我家都是姊妹,没有兄弟。看着班上的同学受到哥哥庇护,一副娇气的模样,我一直也希望有个哥哥。不过,我们有五位堂兄,两位表哥,这多少弥补了些遗憾。
少时,与姑伯家来往比较密切,两位表哥又与我们年龄相近,我们都喜欢去他们家玩。
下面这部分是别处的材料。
PR #30, opened 2021-09-21
Resolving small API changes

### LINKED ISSUE #29: Collection of small model API issues
A group of small API changes:

- Argument naming conventions
    - Change `drift` kwarg to `static_hamiltonian` or `static_operator` where applicable
- Somewhat related to the above:
    - Add static dissipator for lindblad?
    - All model classes should be able to be instantiated with/without various operator types. E.g. currently `operators` is required for `HamiltonianModel`, but we should be able to instantiate with just a drift. Similarly, a `LindbladModel` should be able to be instantiated with _just_ dissipators (no Hamiltonian part).
        - It should be "simple" to change this but may be somewhat non-trivial as the current structure implicitly makes these assumptions in a bunch of places.
- Add validation to Lindblad signal setter
    - None currently exists.
- Add validation to Hamiltonian operators in Lindblad
    - None currently exists.
- For some reason Lindblad constructor needs Hamiltonian signals.
    - This should not be necessary.

Depending on the scope of these they could be handled in a single PR, but if any require substantial changes they should be done in subsequent PRs.

DanPuzzuoli:
### Summary

Closes #29 

### Issue recap

Recreating list for record keeping purposes - so things can be crossed out.

- (partial) Argument naming conventions
    - Change `drift` kwarg to `static_hamiltonian` or `static_operator` where applicable
- Somewhat related to the above:
    - Add static dissipator for lindblad?
    - All model classes should be able to be instantiated with/without various operator types. E.g. currently `operators` is required for `HamiltonianModel`, but we should be able to instantiate with just a drift. Similarly, a `LindbladModel` should be able to be instantiated with _just_ dissipators (no Hamiltonian part).
        - It should be "simple" to change this but may be somewhat non-trivial as the current structure implicitly makes these assumptions in a bunch of places.
- (partial) Add validation to Lindblad signal setter
    - None currently exists.
- (partial) Add validation to Hamiltonian operators in Lindblad
    - None currently exists.
- (partial) For some reason Lindblad constructor needs Hamiltonian signals.
    - This should not be necessary.

While trying to resolve some of the above I realized there is another issue we should address with this:
- Duplication of `operator` and `static_operator` information in the models and operator collections. This isn't such a big deal but it does make tracking down behaviour somewhat confusing. It would be good to eliminate this duplication, which should eliminate some of the circularity in the way the property setters are utilized in the constructor.

### Details and comments

Current status:
- Changed `drift` kwarg -> `static_operator` or `static_hamiltonian` depending on context. Tests are passing.
    - Remaining open issue: Due to the divergence between the `static_operator` and `static_hamiltonian` names, some inheritance structure has been messed up across the models and operator collections. I'm going to leave this unresolved at the moment, as decisions about handling this are going to be affected by adding a static dissipator to `LindbladModel` and the corresponding operator collections.
    - No need to add new tests for this as a the "drift" handling is already heavily tested.
- Added validation to `LindbladModel` signal setter. 
    - More or less already existed in the constructor, so just moved it to the signals setter.
    - Need to add tests for this, but will wait as the automatic setting of dissipator signals to value `1.` should be revisited when static dissipator is added.
- Added validation to Hamiltonian operators in `LindbladModel`
    - Refactored the validation step in `HamiltonianModel` to use an `is_hermitian` function which verifies if a 2d array is Hermitian or if a 3d array represents a list of Hermitian operators.
    - Added validation of hamiltonian terms in `LindbladModel`
    - Added tests for both `HamiltonianModel` and `LindbladModel` that this validation step is actually working, as well as verifying that it can be overridden by setting `validate=False`.
    - Left this part marked as (partial) as this validation will ultimately need to handle csr_matrix types as well, and whether that will be handled in this PR depends on which of this and #28 is completed first.
- Allow `hamiltonian_signals` to be optional in `LindbladModel` constructor.
    - Made this optional but need to test. 
- Eliminate duplication of operator storage in models and Operator collections
    - Just did this for `GeneratorModel` and `HamiltonianModel`, and for their corresponding operator collections
    - Created two helper functions: one to update the internally stored static operators and operator list from one frame to another, and one to setup the operator collection for a given evaluation mode. These are now called by the constructor and property setters where required. (Originally this code was solely in property setters, so it required setting properties in certain orders, and required accessing data in weird ways, which is why the duplication of the operator data was necessary.)
    - Added tests for `setup_operators_in_frame` but need to add tests for `construct_operator_collection`
    - Need to clarify the interfaces for `BaseOperatorCollection` and `BaseGeneratorModel`, and the `DenseOperatorCollection` and `SparseOperatorCollection`.
         - Mainly, with other proposed changes to argument/property names, need to re-evaluate some of the abstract property names
    - Need to do the same for `LindbladModel` and its corresponding operator collections

Another general note:
- Need to make sure the model constructors make correct use of `to_array` v.s. `to_numeric_matrix_type`, though depending on merge order this responsibility may be with this PR or with #28 .


DanPuzzuoli:
This PR is getting somewhat sprawling but it should hopefully simplify/clarify things. From a user perspective very little has changed (renaming `drift` to `static_operator` or `static_hamiltonian`), but this (and other things) are modifying/simplifying the whole model and operator collection structure, so it's impacting a lot of lines of code and getting a bit hard to think about in the simple terms of each of the isolated points in the main comment.

Plan going forward:
- Finish simplifying `BaseGeneratorModel`, `GeneratorModel`, `HamiltonianModel`, `BaseOperatorCollection`, `DenseOperatorCollection`, and `SparseOperatorCollection`
    - Knowing the naming structure we want now, remove any abstract properties from the base classes that no longer apply to the Lindblad case
    - Set the new helper functions as static class methods of `GeneratorModel`, and set `HamiltonianModel` to use them where appropriate instead of importing
    - Document and test them (in particular, configurations in which some args are `None`.) Some of these tests may need to wait until the type handling PR is in, but I can at least write what I expect they should be and temporarily skip them until I can rebase on that.
- Do the same to `LindbladModel` and its corresponding operator collections

Once the above two points are in:
- Modify the model classes and operator collections so that `operators`/`hamiltonian_operators` can be supplied as `None`
    - Perhaps this should be done in conjunction with the top two?
- Add the type handling/testing for the points in the main comment

Additionally:
- I think I may delete `CallableGenerator`. It's no longer used anywhere and just adds more confusion with the model interfaces
- Going to scrap the plan to add a `static_dissipator` in this PR. This should be easy-ish to do after this PR and can be a standalone PR if we decide we really need it.

DanPuzzuoli:
Note:
- Getting `GeneratorModel.transfer_operators_between_frames` to work for csr matrices required modifying `RotatingFrame._conjugate_and_add` to work for CSR matrices (if input is csr then it will convert the `op_to_add_in_fb` to a csr). This is a little bit of a hack, but the type handling at the moment is still a little bit unclear. It's definitely getting better, but still needs some work. That being said, my main concern at the moment is: if the user starts with sparse, wants to work with sparse, and only builds/transforms models using standard functions, the matrices should _never_ be turned into dense arrays. This at least achieves that.

DanPuzzuoli:
Just added option for Dense/SparseOperatorCollection to be defined with `None` for `operators`, and evaluate with only a static operator. Added tests for this case as well as tests for error modes if collections are evaluated with neither of `operators` and `static_operators`.

DanPuzzuoli:
Finished up with allowing GeneratorModel and HamiltonianModel to have only a static component.
- Added tests to verify evaluation works.
- Added validation check and corresponding test: these classes require at least one of `static_operator` and `operators` to be non-empty.
- Modified signal setting validation to handle case that `operators is None`. If `operators is None` it now raises an error if `signals` is set to anything other than `None`. Added test case for this.

I think the last thing that needs to be done with these classes is to make the Hamiltonian operator validation step work for both arrays and CSR (right now it auto-converts to array).

DanPuzzuoli:
Current status:
- All required changes have been made to `GeneratorModel` and `HamiltonianModel`, and the corresponding operator collections.
- Need to do the same for LindbladModel and associated operator collections:
    - Eliminate redundant operator storage (follow setup for `GeneratorModel`)
    - Make interface for lindblad associated operator collections cleaner, similar to the others (maybe a new abstract base class?)
    - Add ability for lindblad collections to function by specifying only one of all the possible operator types.
        - Add static dissipators at this point?
    - Update LindbladModel to accept only one of all possible operator types.
    - Change signal setter/getter for LindbladModel into two, one for hamiltonian_signals and one for dissipator_signals.

DanPuzzuoli:
Current status:
- `LindbladModel` has been setup and tested to work in various configurations of having different types of operators specified.
- `LindbladModel.signal` setter has been updated to align with the signal setter of `GeneratorModel` in terms of validation. It still sets the dissipator coefficients to a list of ones if they are specified as `None`, but this will be changed once the static dissipators are added. 
- Linblad-associated operator collections have been revamped. These could still use improvement, but I think they are starting to converge.
     - The vectorized versions have been setup now to inherit essentially all of their functionality from other classes. The MRO is a bit weird for these so I don't think this is yet the "right" version, but whether or not this should be improved upon in this PR or in subsequent work will be a matter of discussion in review.
     - There are not a lot of conditional checks in RHS evaluation - a potential thing to modify for speed in the future.

To do:
- Add static dissipators + testing
- Could always add more tests generally with all of these changes, but i'm starting to feel fairly satisfied with where the tests are at.

DanPuzzuoli:
Note: still using the above list of items as the current to do list, but currently ran into the issue that `rotating_wave_approximation` doesn't work natively on sparse representations. Next thing to do is to clean this up and test it.

DanPuzzuoli:
Note: I've decided to not update `rotating_wave_approximation` to work directly with sparse matrices. This is a standalone task that deserves some thought. For now I've modified `rotating_wave_approximation` to explicitly convert everything into dense arrays. Note that it still work son sparse models, it just uses dense arrays intermediately while doing the approximation.

qiskit_dynamics/models/generator_model.py
```diff
@@ -529,3 +420,141 @@ def evaluate_rhs(self, time: float, y: Array, in_frame_basis: Optional[bool] = F
             return op_combo @ y
 
         return out
+
+    @classmethod
+    def transfer_static_operator_between_frames(
```
chriseclectic, line 425: Is there a particular reason this and the other transfer operators func are class methods of this class rather than just a function you use directly? They don't seem to make any use of the class instance.

qiskit_dynamics/models/generator_model.py
```diff
@@ -529,3 +420,141 @@ def evaluate_rhs(self, time: float, y: Array, in_frame_basis: Optional[bool] = F
...
+            # For sparse case, if list, loop
+            if isinstance(operators, list):
+                operators = [new_frame.operator_into_frame_basis(op) for op in operators]
+            else:
+                operators = new_frame.operator_into_frame_basis(operators)
+
+        return operators
+
+    @classmethod
+    def construct_operator_collection(
```
chriseclectic, line 529: Does this need to be part of the public API or can it be `_construct_operator_collection`. If public does it need to be a method (do subclasses overload it?) or can it be a separate function.

qiskit_dynamics/models/hamiltonian_model.py
```diff
@@ -34,14 +38,14 @@ class HamiltonianModel(GeneratorModel):
...
-    where :math:`H_j` are Hermitian operators, :math:`H_d` is the drift component,
+    where :math:`H_j` are Hermitian operators, :math:`H_d` is the static component,
     and the :math:`s_j(t)` are either :class:`~qiskit_dynamics.signals.Signal` objects or
     are numerical constants. Constructing a :class:`~qiskit_dynamics.models.HamiltonianModel`
     requires specifying the above decomposition, e.g.:
 
     .. code-block:: python
 
-        hamiltonian = HamiltonianModel(operators, signals, drift)
+        hamiltonian = HamiltonianModel(operators, signals, static_operator)
```
chriseclectic, line 48: The signature of HamiltonianModel below is `(static_operator, operators, signals)` so the above would give an error. You either need to change the order or use kwargs:
```suggestion
        hamiltonian = HamiltonianModel(static_operator=static_operator, operators=operators, signals=signals)
```

qiskit_dynamics/models/hamiltonian_model.py
```diff
@@ -110,25 +112,70 @@ def rotating_frame(self) -> RotatingFrame:
...
+        adj = None
+        if operators.ndim == 2:
+            adj = np.transpose(np.conjugate(operators))
+        elif operators.ndim == 3:
+            adj = np.transpose(np.conjugate(operators), (0, 2, 1))
+        return np.linalg.norm(adj - operators) < tol
+    elif issparse(operators):
+        return spnorm(operators - operators.conj().transpose()) < tol
+    elif isinstance(operators, list) and issparse(operators[0]):
+        return all(spnorm(op - op.conj().transpose()) < tol for op in operators)
```
chriseclectic, line 179: This could potentially be faster if `all` was swapped to `any` and the logic flipped so it can terminate as soon as one fails
```suggestion
        return not any(spnorm(op - op.conj().transpose()) >= tol for op in operators)
```

qiskit_dynamics/models/lindblad_model.py
```diff
@@ -0,0 +1,616 @@
...
+          operator, and
+        - :math:`\gamma_j(t)` denotes the signal corresponding to the
+          :math:`j^{th}` Lindblad operator.
+
+    Instantiating an instance of :class:`~qiskit_dynamics.models.LindbladModel`
+    requires specifying the above decomposition:
+
+    .. code-block:: python
+
+        lindblad_model = LindbladModel(static_hamiltonian,
```
chriseclectic, line 67: Might be good to use kwargs instead of args in docs here too

qiskit_dynamics/models/lindblad_model.py
```diff
@@ -0,0 +1,616 @@
...
+        """
+
+        if (
+            static_hamiltonian is None
+            and hamiltonian_operators is None
+            and static_dissipators is None
+            and dissipator_operators is None
+        ):
+            raise QiskitError(
+                self.__class__.__name__
```
chriseclectic, line 122:
```python
raise QiskitError(
    f"{type(self).__name__} requires at least one of static_hamiltonian "
    "hamiltonian_operators, static_dissipators, or dissipator_operators "
    "to be specified at construction.")
```

qiskit_dynamics/models/lindblad_model.py
```diff
@@ -0,0 +1,616 @@
...
+        self._evaluation_mode = evaluation_mode
+        self.vectorized_operators = "vectorized" in evaluation_mode
+
+        self._rotating_frame = None
+        self.rotating_frame = rotating_frame
+
+        self.signals = (hamiltonian_signals, dissipator_signals)
+
+    @classmethod
+    def from_hamiltonian(
```
chriseclectic, line 152: You could also add an optional `hamiltonian` kwarg to init to implement this as part of regular init? Maybe getting a lot of args for init at this point though...

qiskit_dynamics/models/lindblad_model.py
```diff
@@ -0,0 +1,616 @@
...
+
+            # verify signal length is same as operators
+            if len(dissipator_signals) != len(self.get_dissipator_operators()):
+                raise QiskitError(
+                    "Dissipator signals need to have the same length as dissipator operators."
+                )
+
+            self._dissipator_signals = dissipator_signals
+
+    def get_static_hamiltonian(self, in_frame_basis: Optional[bool] = False) -> Array:
```
chriseclectic, line 265: Since we have some methods that use setters, and others that use these set/get functions an idea to make them all use setters would be to add a `in_frame_basis` property with setter, so that in these classes you could have something like:

```python
@property
def in_frame_basis(self):
    return self._in_frame_basis

@in_frame_basis.setter
def in_frame_basis(self, value):
    self._in_frame_basis = value

@property
def static_hamiltonian(self):
    op = self._operator_collection.static_hamiltonian
    if self._in_frame_basis or self.rotating_frame is None:
        return op
    else:
        return self.rotating_frame.operator_out_of_frame_basis(op)
 
@static_hamiltonian.setter
def (self, hamiltonian):
     # etc
```

I'm not sure how often these methods are actually used by users (didn't see them anywhere in tutorial notebooks), but after typing above I saw that mostly they were used in internal codes where you need the argument so maybe this change would be inconvenient there unless you also did something like:

```python
def _get_static_operator(self, in_frame_basis):
 
@property
def static_operator(self):
   return self._get_static_operator(self._in_frame_basis)
# etc
```

qiskit_dynamics/models/lindblad_model.py
```diff
@@ -0,0 +1,616 @@
...
+                time,
+                ham,
+                operator_in_frame_basis=True,
+                return_in_frame_basis=in_frame_basis,
+                vectorized_operators=self.vectorized_operators,
+            )
+
+        return ham
+
+    def evaluate(self, time: float, in_frame_basis: Optional[bool] = False) -> Array:
```
chriseclectic, line 468: If `in_frame_basis` was changed to property all the evaluation methods / call methods could be changed to look that up too.

qiskit_dynamics/models/lindblad_model.py
```diff
@@ -0,0 +1,616 @@
...
+
+        else:
+            rhs = self._operator_collection.evaluate_rhs(
+                hamiltonian_sig_vals, dissipator_sig_vals, y
+            )
+
+        return rhs
+
+    @classmethod
+    def construct_operator_collection(
```
chriseclectic, line 570:
```suggestion
    def _construct_operator_collection(
```

qiskit_dynamics/models/operator_collections.py
```diff
@@ -124,138 +153,299 @@ class SparseOperatorCollection(BaseOperatorCollection):
...
+    @hamiltonian_operators.setter
+    def hamiltonian_operators(self, new_hamiltonian_operators: Optional[Array] = None):
+        self._hamiltonian_operators = to_array(new_hamiltonian_operators)
+
+    @property
+    def static_dissipators(self) -> Array:
+        return self._static_dissipators
+
+    @static_dissipators.setter
+    def static_dissipators(self, new_static_dissipators: Optional[Array] = None):
```
chriseclectic, line 387: The model classes would have same signature as these collection classes if you can make `in_frame_basis` a property rather than kwarg

qiskit_dynamics/models/operator_collections.py
```diff
@@ -561,31 +731,69 @@ def evaluate_rhs(self, ham_sig_vals: Array, dis_sig_vals: Array, y: Array) -> Ar
...
+                )
 
             out = left_mult_contribution + right_mult_contribution + both_mult_contribution
 
-        else:
+        elif hamiltonian_matrix is not None:
             out = (([hamiltonian_matrix] * y) - (y * [hamiltonian_matrix]))[0]
+        else:
+            raise QiskitError(
+                """SparseLindbladCollection with None for static_hamiltonian,
```
chriseclectic, line 793: Indents look weird here, better to split into multiple line single string:
```
raise QiskitError(
    "line 1 "
    "line 2")
```

qiskit_dynamics/models/generator_model.py
DanPuzzuoli: Can just make it a separate function, same as above.

qiskit_dynamics/models/lindblad_model.py
DanPuzzuoli: I think I'd like to keep this separate. If we add it to the init we'll need to add validation to check if redundant/inconsistent information is being passed and document the multiple modes of behaviour of the init. Not that huge a deal but it feels simpler to keep it structurally separate.

qiskit_dynamics/models/lindblad_model.py
DanPuzzuoli: Yeah they are almost exclusively used internally. I really like this suggestion. I think the approach of just making the `_get`... methods private seems best. Will think about it but will probably proceed with this.

qiskit_dynamics/models/lindblad_model.py
DanPuzzuoli: Good idea.

qiskit_dynamics/models/lindblad_model.py
DanPuzzuoli: Made this change.

qiskit_dynamics/models/lindblad_model.py
DanPuzzuoli: Agreed, changed.

qiskit_dynamics/models/generator_model.py
DanPuzzuoli: Done.

DanPuzzuoli:
I believe I've addressed all comments. Aside from small changes which I've commented on above, substantial changes are:

- Made `in_frame_basis` a property of the models, along with `static_operator`, `operators`, and the corresponding `LindbladModel` equivalents.
   - The original `get_static_operator`, etc... have been made private, and the properties call this, using the `in_frame_basis` property.
- Added `in_frame_basis` kwarg to constructors for the models and `Solver`, and added handling of this kwarg to `solve_lmde`, `solve_ode`, and `rotating_wave_approximation` (all of these functions do computations in the frame basis, and now they need to check whether to transform things into/out of the frame basis at the beginning/end)
- I've made all of the class methods into standalone helper functions.
- Not related to any comments, but something I realized was missed in the `Solver` class: added the `validate` kwarg to Solver construction, so that a Solver can be constructed with validation of hamiltonian operators being skipped.
    - Added a test to check that a `Solver` can be constructed within a function to be jitted.


Still to do:
Started to fix up the notebooks, but there seems to be an error now in the RWA for the lindblad model in `general_demo.ipynb`. Will need to fix this, and add a test to catch whatever is happening.

qiskit_dynamics/solvers/solver_classes.py
```diff
@@ -88,53 +88,66 @@ class Solver:
...
             hamiltonian_signals: Coefficients for the Hamiltonian operators.
-            dissipator_operators: Optional dissipation operators.
+            static_dissipators: Constant dissipation operators.
+            dissipator_operators: Dissipation operators with time-dependent coefficients.
             dissipator_signals: Optional time-dependent coefficients for the dissipators. If
                                 ``None``, coefficients are assumed to be the constant ``1.``.
-            drift: Hamiltonian drift operator. If a ``rotating_frame`` is specified, the
-                   ``frame_operator`` will be subtracted from the drift.
             rotating_frame: Rotating frame to transform the model into.
+            in_frame_basis: Whether to represent the model in the basis in which the rotating
```
chriseclectic, line 116: Does this also mean its solved in the rotating frame basis? Might be good to make that clear in this docstring. Also should default be True instead of False? If you define a frame do you typically want to solve in that frame?

qiskit_dynamics/models/lindblad_model.py
```diff
@@ -0,0 +1,654 @@
...
+            hamiltonian_operators: List of operators in Hamiltonian with time-dependent
+                                   coefficients.
+            hamiltonian_signals: Time-dependent coefficients for hamiltonian_operators.
+            static_dissipators: List of dissipators with coefficient 1.
+            dissipator_operators: List of dissipator operators with time-dependent coefficients.
+            dissipator_signals: Time-dependent coefficients for dissipator_operators.
+            rotating_frame: Rotating frame in which calcualtions are to be done.
+                            If provided, it is assumed that all operators were
+                            already in the frame basis.
+            in_frame_basis: Whether to represent the model in the basis in which the rotating
```
chriseclectic, line 111: What happens if you supply a rotating frame, but don't put "in_frame_basis"? Do we need `in_frame_basis` as a kwarg or should it automatically be set to `True` if you supply a rotating frame and then you can set it to false after construction if you don't want to go into that frame?

DanPuzzuoli:
To explain `in_frame_basis`:
- Setting it to `True` makes the model evaluation functions evaluate in the basis in which the frame is diagonal (as per the decomposition given by `np.linalg.eigh`).
    - If the `rotating_frame` is `None`, or was supplied in already diagonal form as a 1d array, this kwarg/property has no effect.
- I thought the default `False` was natural as "entering a rotating frame" is perfectly well defined irrespective of what basis things are written in, so setting `in_frame_basis=True` feels like an _additional_ action that the user should have to manually specify.
- In terms of which basis to solve in: I do believe that it's always better to solve in the basis in which the frame is diagonal.
    - It is strictly cheaper than in a basis in which the frame is non-diagonal (for this package everythign is internally stored in the frame basis, so if you compute things in a different basis there is the additional step of mapping the generator/state out of the frame basis).
    - I've written `solve_ode` and `solve_lmde` to _always_ solve in the frame basis, whether `model.in_frame_basis` is `True` or `False`. Before solving, if `model.in_frame_basis=False`, it will temporarily set it to `True`, map the state into this basis, solve, then map the output back to the original basis and set `model.in_frame_basis` back to `False`.

As explained in the second point it seems to me to default it to `True`, and due to the last point it shouldn't have any effect on the efficiency of solving one way or the other.

qiskit_dynamics/solvers/solver_classes.py
DanPuzzuoli: See below - I can add somethign to the doc-string explaining the behaviour.

chriseclectic (approved):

大表哥对我们很照顾,无论什么时候去,他都会放下手中的兴趣或事物,先来招呼我们,有什么吃的,玩的也从不与我们争,让着我们优先;带我们出去玩,也总是小心翼翼地照应着,生怕有所差次.他是我们心里标准的哥哥模样,我们都很敬重他.
姑伯家条件有限,大表哥十六,七岁就进厂做了工人,他人聪明,好学,又随和.不到几年便当上了师傅.带的第一个徒弟是个女的,比他小三岁,家境也不好,大表哥在很多方面比较担待她,这样一来二去,两人很自然地谈起恋爱,接下来的光荫里便是结婚,生子.他们给儿子取名力,意即共同努力,蒸蒸日上之意.
随着经济发展,国营企业普通不景气,拿不到钱,工人们开始另谋出路。大表哥约同几个同事凑了一笔钱去广东学做生意,不想生意没做成,还把仅有的钱也赔进去了。同行的人都回来了,大表哥不想这么空手面归,在街面上游荡了两天,应招到一家私营工厂做起了本行,他是技术工人,手艺也过硬,人又勤快,还比较得老板赏识,这一做就是几年。在他以为他兢兢业业地在外赚钱,女人一心一意持家带孩子,等有了一定的经济基础,再回来转行做点别的事情,一家人就可以快快乐乐地生活了,苦也就苦得了几年。但是没有男人在家的女人,带着孩子也不容易,有很多需要出力,跑腿,帮忙的事,她不得不麻烦别人。除了二表哥,她常找住在斜对面的阿四。
阿四是大表哥从小玩到大的朋友和邻居,腿部有残疾,街办处为了照顾他,在街面上一块空地搭了个小棚给他做点小生意,生意做得早时多赚了钱,他又是一个人没什么牵挂,因此生活过得更比表哥要滋润些。因为经常给表哥家母子俩帮忙,他也常常买些小礼品送给他们。时间久了,女人心里不平衡了:为什么一个残疾人在本地做点小生意都可以发财,他却去那么远的地方赚点钱,家都顾不上。在表哥回来过的第三个春节,她和表哥离了婚,跟阿四走了。
表哥怕对方亏了孩子,硬是将孩子要过来交由姑伯带,自已一心外出打工。男孩子比较调皮,外加上没有父母在身边管制,常会惹些事端,最终受欺侮和训斥的也总是他。大表哥知道儿子过得不好,除了多寄些钱,也没有别的办法。偶尔回家探亲,他会带着大包小包的礼物分派给左邻右舍,亲朋好友,也是为了他们能对自已的孩子好些。
有一年,他做工时分了神,轧伤了,回家冶疗休养,经济状况又每日愈下,不得不回去再继续打工。前年的中旬,他忽然回来了,多了很深的劳瘁和消沉,他说不想漂了,打算留在家里找点事做。二表哥的熟人谈了一笔业务,要加工一批零件,大表哥硬是接了这份活。对方很信任他,给了他一半的酬劳作为定金,要求在两月内完成。零件加工需要机床设备,还涉及到车,钳,刨,铣,磨等多方面工序,大表哥只是车工,他想找以前的同事帮忙,但原来的厂早就没了,同事们也都各奔东西,不知所去,租用设备方面更是毫无着落。两个月到了,工件未完成,费用却开销了一大半。耽误了工程,别人很生气,要追究他的责任,经过调解才答应只要他退回定金。姑伯赶紧帮他东拼西借还了这笔钱,这事才算落定。
自此,大表哥变得更加消沉寡言。一日,突然说自已已经不适宜这里,还是决定去外地发展,于是清了几件简单的衣物,走了。这一去就再也没了踪迹,没有电话,没有音信,没有一丝问候,一切犹如石沉大海。因为没有了父亲的消息,孩子也被母亲领养走了。其间,二表哥也去外地探寻过他的音讯,依是杳然。
今年过年,二表哥来拜年,谈起大表哥,大家一阵唏嘘。之后,我问父亲,“一个人怎么会平白无故失踪呢,没有一点消息,会不会是出了什么事?” 父亲半晌道:“说不定是心死了,也未见得。”
心死了,是不是人过着另一种想要的生活呢?我只有这么想。